PRINCETON, NJ — At 82%, the percentage of Americans’ expressing high confidence in the U.S. military has returned to where it was at the beginning of the Iraq war in 2003. Public confidence in the military is up 11 percentage points from a year ago, and nearly matches the record-high 85% found during the 1991 Gulf War.
Even with the military’s relatively low confidence ratings from 2004 through 2007 — a period of broad public doubt about U.S. success in Iraq — the organization has ranked No. 1 or No. 2 in Gallup’s annual Confidence in Institutions list almost every year since the measure was instituted in 1973, and has been No. 1 continuously since 1998.
According to the June 14-17 survey, small business ranks second among the 16 institutions tested this year, with a 67% confidence rating. The next-most-highly regarded U.S. institutions are the police, the church or organized religion, and the presidency. All of these entities elicit high confidence from a majority of Americans.
Public confidence in the presidency has risen by 25 points over the past year, exceeding the 11-point increase in confidence in the military. The percentage of Americans saying they have a great deal or quite a lot of confidence in the presidency has in fact doubled since June 2008, from 26% to 51%. This is directly correlated with President George W. Bush’s 30% approval rating at this time a year ago, and Barack Obama’s 58% rating in the mid-June survey. Historically, Gallup has found that confidence ratings for the presidency are closely linked with the job approval ratings of the sitting president.

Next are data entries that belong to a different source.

PR #441, opened 2025-02-22
LoadComposableNodes: unload on shutdown

rayferric:
Added a new optional `unload_on_shutdown` argument to `LoadComposableNodes`.
If `True`, the action will unload the associated nodes from the container on exit.

### DIFF
--- a/launch_ros/launch_ros/actions/load_composable_nodes.py
+++ b/launch_ros/launch_ros/actions/load_composable_nodes.py
@@ -237,12 +237,14 @@ class LoadComposableNodes(Action):
         :param request: service request to unload a node
         :param client: service client to call the service
         """
-        if not client.wait_for_service(timeout_sec=5.0):
-            self.__logger.warning(
-                "Abandoning wait for the '{}' service, due to timeout.".format(
+        if not client.service_is_ready():
+            self.__logger.info(
+                "Could not unload node '{}'. Is '{}' down?".format(
+                    self.__loaded_nodes[request.unique_id], self.__final_target_container_name,
                     client.srv_name
                 )
             )
+            return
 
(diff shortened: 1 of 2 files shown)


alsora:
@rayferric could you please provide some details about the use-case for this?
Shouldn't nodes always be unloaded when we shutdown? Why do we need a parameter for this?

rayferric:
> @rayferric could you please provide some details about the use-case for this?
> Shouldn't nodes always be unloaded when we shutdown? Why do we need a parameter for this?

Of course!

### The usecase:

This feature is useful when you split the development workflow into two launch files - one for simulation/rviz and another for the navigation stack. In such setup you can keep restarting the stack quickly without having to wait for gui programs to initialize.

Then if you'd want to have a high end multi-camera robot in the simulation, the obvious choice is to compose the simulator with your image processing pipeline. So in order to keep your simulation in a separate launch file, you'd start the container there and the simulator would be a ComposableNode. Then you could load the rest of your image processing stack from the second launch file using LoadComposableNodes.

The problem with vanilla LoadComposableNodes is that it exits immediately and doesn't allow you to unload the nodes in any way.

My PR adds an optional switch to the action that will make it keep the launch process alive and once the user sends a SIGINT, the action will unload all previously inserted nodes.

### Why not the default?

I wanted to keep this feature non-invasive, thus I created an optional flag for it.

alsora:
Ok, thanks for the explanation.
I have to admit that I haven't looked at the implementation yet and I had misunderstood the purpose.

This feature absolutely needs to be optional (i.e. controlled by a flag), as keeping the launch process alive is a major change.

I'll do a review in the next days, thanks for the context.

PR #470, opened 2025-06-17
use locals instead of launch configurations to store ros_remaps and ros_namespace

ijnek:
## Description
ros_remaps and ros_namespace are currently stored as launch configurations, but they don't behave like typical launch configurations — they're not declared using DeclareLaunchArgument, and their purpose is more aligned with contextual scoping.

They are better suited to be stored in the local stack (locals()) of the LaunchContext, rather than in the global launch configurations. This distinction aligns better with their use as scoped contextual variables rather than user-defined launch arguments.

This change is related to the discussion in [ros2/launch#801 (comment)](https://github.com/ros2/launch/issues/801#issuecomment-2975646031), where a workaround was proposed to distinguish between launch configurations that should be scoped versus those that should propagate globally.

This PR is marked as a draft because I haven't found definitive guidance in launch_ros or [ros2/design](https://github.com/ros2/design) regarding the intended semantics of the locals and globals stacks within LaunchContext. Based on my understanding, this usage seems appropriate, but I welcome feedback if this assumption is incorrect.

Only the top five rated U.S. institutions this year inspire high confidence from a majority of Americans. The sixth-ranked institution is the Supreme Court, with a 39% rating, and the scores descend from there.

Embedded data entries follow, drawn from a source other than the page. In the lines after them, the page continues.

PR #516, opened 2026-02-12
Load composable nodes safely by optionally shutting down the launch process if it fails to load

### LINKED ISSUE #513: LoadComposableNodes should have an option to fail/shutdown if a node fails to load
Currently, when a `LoadComposableNodes` launch action is executed, it calls the `load_node` service of a container. If the service `returns success=False` (e.g., due to a missing plugin, invalid parameters, or a constructor failure), the action logs an error but the launch continues:

https://github.com/ros2/launch_ros/blob/80e61471e3776426e87e733a98ba914155f87011/launch_ros/launch_ros/actions/load_composable_nodes.py#L179-L185

In many production cases, if a component fails to load, the entire system is in an invalid state. I would like to propose adding an optional parameter (e.g., `on_failure_shutdown=True`) to `LoadComposableNodes` that raises an exception or emits a `Shutdown` event if any node fails to load.

This would allow users to "fail fast" and avoid having a partially loaded system running unnoticed.

xaru8145:
## Description

This PR introduces an optional `on_failure_shutdown` parameter to the `LoadComposableNodes` action. Currently, when a component fails to load (e.g., missing plugin, invalid parameters), the failure is logged but the launch continues. This change allows users to fail fast by raising a `RuntimeError`, triggering a system shutdown if a required node fails to load.

The `on_failure_shutdown` parameter defaults to **False**, strictly mimicking the previous behavior to ensure no breaking changes for existing launch files.

Changes:

- Added `on_failure_shutdown` to the `LoadComposableNodes` constructor. The default value of **False** ensures exact parity with the legacy loading logic.

- Updated `_load_node` to raise a `RuntimeError` if the service response success is False and `on_failure_shutdown` is enabled.

- Raising a `RuntimeError` allows the LaunchService to catch the exception in its main loop, set the return code to 1, and initiate an orderly shutdown.

- Updated specific tests and frontend tests for parsing the new parameter.

Fixes https://github.com/ros2/launch_ros/issues/513

Yes. Users can now optionally specify `on_failure_shutdown="true"` (XML/YAML) or `on_failure_shutdown=True` (Python) within a `LoadComposableNodes` action.

- Previous behavior: If a component failed to load into a container (e.g., due to a missing plugin or invalid parameters), the error was logged to the console, but the launch process would continue.

- New behavior: If the flag is set to True, a load failure will now trigger an immediate RuntimeError, halting the loading of any subsequent nodes in that action and initiating a system-wide shutdown with a non-zero exit code.

Yes, Gemini, for generating the tests.

### DIFF
--- a/launch_ros/launch_ros/actions/load_composable_nodes.py
+++ b/launch_ros/launch_ros/actions/load_composable_nodes.py
@@ -65,6 +65,7 @@ class LoadComposableNodes(Action):
         *,
         composable_node_descriptions: List[ComposableNode],
         target_container: Union[SomeSubstitutionsType, ComposableNodeContainer],
+        on_failure_shutdown: bool = False,
         **kwargs,
     ) -> None:
         """
@@ -79,6 +80,7 @@ class LoadComposableNodes(Action):
 
         :param composable_node_descriptions: descriptions of composable nodes to be loaded
         :param target_container: the container to load the nodes into
+        :param on_failure_shutdown: if True, the launch will shutdown if a node fails to load
         """
         ensure_argument_type(
             target_container,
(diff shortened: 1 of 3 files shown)


kscottz:
Sick! Thank you. You just missed the cutoff for our weekly task assignment but we'll try and get someone to review shortly.

xaru8145:
Any updates on this? @kscottz @wjwwood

The lowest-ranking institutions in 2009 are big business and Congress. The 16% confidence rating for big business is the record worst for that institution, falling below the previous 18% low found in 2006 and 2007. By contrast, confidence in small business is up seven points, from 60% to 67%. As a result, there is now a 51-point difference in the confidence ratings of big business and small business, the largest gap seen between them in the five occasions both groups were included in the Confidence in Institutions list.
While still low at 17%, confidence in Congress is up slightly from the 12% recorded last year (consistent with the improvement seen in congressional job approval). That figure was not only the record low for Congress, but the lowest for any institution in the three decades of Gallup polling on this question.
Thus, of the three branches of government, the presidency currently engenders the most confidence from Americans, followed by the Supreme Court and then Congress.
Summing Up Changes
The transition from the generally unpopular presidency of George W. Bush to the broadly popular presidency of Barack Obama has had a clear impact on Americans’ willingness to express high levels of confidence in the presidency, and most likely also explains the smaller confidence boosts seen for other aspects of government, including Congress, the Supreme Court, the criminal justice system, and the public schools.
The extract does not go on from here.